:: Work item ::
The answer should consist of each line from the data below that includes "fixturesNPMDir".

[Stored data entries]
....

PR #898, opened 2024-12-21
refactor(plugin-js-packages): provide package json path + e2e test

vmasek:
- [x] option to provide `package.json` path
- [x] remove confusing parameter of `packageJsonPahts` that was used just to count outdated deps 
- [x] create e2e tests
- [x] fallback from `current` to `wanted` (`current` is missing if `node_modules` folder does not exist and we audit just using package log)

### DIFF
--- a/e2e/plugin-js-packages-e2e/mocks/fixtures/npm-repo/code-pushup.config.ts
+++ b/e2e/plugin-js-packages-e2e/mocks/fixtures/npm-repo/code-pushup.config.ts
@@ -1,0 +1,7 @@
+import jsPackagesPlugin from '@code-pushup/js-packages-plugin';
+import type { CoreConfig } from '@code-pushup/models';
+
+export default {
+  persist: { outputDir: './' },
+  plugins: [await jsPackagesPlugin({ packageManager: 'npm' })],
+} satisfies CoreConfig;
--- a/e2e/plugin-js-packages-e2e/mocks/fixtures/npm-repo/code-pushup.config.ts
+++ b/e2e/plugin-js-packages-e2e/mocks/fixtures/npm-repo/code-pushup.config.ts
@@ -1,7 +1,16 @@
+import { dirname, join } from 'node:path';
+import { fileURLToPath } from 'node:url';
 import jsPackagesPlugin from '@code-pushup/js-packages-plugin';
 import type { CoreConfig } from '@code-pushup/models';
 
+const thisConfigFolder = fileURLToPath(dirname(import.meta.url));
+
 export default {
-  persist: { outputDir: './' },
-  plugins: [await jsPackagesPlugin({ packageManager: 'npm' })],
+  persist: { outputDir: thisConfigFolder, format: ['json'] },
+  plugins: [
+    await jsPackagesPlugin({
+      packageManager: 'npm',
+      packageJsonPath: join(thisConfigFolder, 'package.json'),
+    }),
+  ],
 } satisfies CoreConfig;
--- a/e2e/plugin-js-packages-e2e/tests/plugin-js-packages.e2e.test.ts
+++ b/e2e/plugin-js-packages-e2e/tests/plugin-js-packages.e2e.test.ts
@@ -1,0 +1,98 @@
+import { cp } from 'node:fs/promises';
+import path from 'node:path';
+import { afterAll, beforeAll, expect, it } from 'vitest';
+import {
+  type AuditReport,
+  type Report,
+  reportSchema,
+} from '@code-pushup/models';
+import { nxTargetProject } from '@code-pushup/test-nx-utils';
+import { teardownTestFolder } from '@code-pushup/test-setup';
+import { E2E_ENVIRONMENTS_DIR, TEST_OUTPUT_DIR } from '@code-pushup/test-utils';
+import { executeProcess, readJsonFile } from '@code-pushup/utils';
+
+describe('plugin-js-packages', () => {
+  const fixturesDir = path.join(
+    'e2e',
+    'plugin-js-packages-e2e',
+    'mocks',
+    'fixtures',
+  );
+  const fixturesNPMDir = path.join(fixturesDir, 'npm-repo');
+
+  const envRoot = path.join(
+    E2E_ENVIRONMENTS_DIR,
+    nxTargetProject(),
+    TEST_OUTPUT_DIR,
+  );
+  const npmRepoDir = path.join(envRoot, 'npm-repo');
+
+  beforeAll(async () => {
+    await cp(fixturesNPMDir, npmRepoDir, { recursive: true });
+  });
+
+  afterAll(async () => {
+    await teardownTestFolder(npmRepoDir);
+  });
+
+  it('should run JS packages plugin for NPM and create report.json', async () => {
+    const { code } = await executeProcess({
+      command: 'node',
+      args: [
+        '../../node_modules/@code-pushup/cli/src/index.js',
+        'collect',
+        '--no-progress',
+      ],
+      cwd: npmRepoDir,
+    });
+
+    expect(code).toBe(0);
+
+    const report = await readJsonFile<Report>(
+      path.join(npmRepoDir, 'report.json'),
+    );
+
+    const plugin = report.plugins[0]!;
+    const npmAuditProd = plugin.audits.find(
+      ({ slug }) => slug === 'npm-audit-prod',
+    )!;
+    const npmOutdatedProd = plugin.audits.find(
+      ({ slug }) => slug === 'npm-outdated-prod',
+    )!;
+
+    expect(plugin.packageName).toBe('@code-pushup/js-packages-plugin');
+    expect(plugin.audits).toHaveLength(4);
+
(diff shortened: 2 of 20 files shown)


e2e/plugin-js-packages-e2e/tests/plugin-js-packages.e2e.test.ts
```diff
@@ -0,0 +1,99 @@
...
+        expect.objectContaining({ slug: 'updates' }),
+      ]),
+      plugins: expect.arrayContaining([
+        expect.objectContaining({
+          packageName: '@code-pushup/js-packages-plugin',
+          audits: expect.arrayContaining([
+            expect.objectContaining({
+              slug: 'npm-audit-prod',
+              displayValue: expect.stringMatching(/\d vulnerabilities/),
+              value: expect.closeTo(7, 10), // there are 7 vulnerabilities (6 high, 1 low) at the time
```
matejchalk, line 73: This will fail as soon as a new vulnerability is reported. Using `expect.closeTo` doesn't solve anything here, because the values are integers, so the difference won't be less than 10 decimals.

A more future proof assertion would be something like `expect(audit.value).toBeGreaterThanOrEqual(7)`, but that doesn't have an inline variant, so you'll need to break this up into multiple assertions.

....

:: Answer space ::
+  const fixturesNPMDir = path.join(fixturesDir, 'npm-repo');
+    await cp(fixturesNPMDir, npmRepoDir, { recursive: true });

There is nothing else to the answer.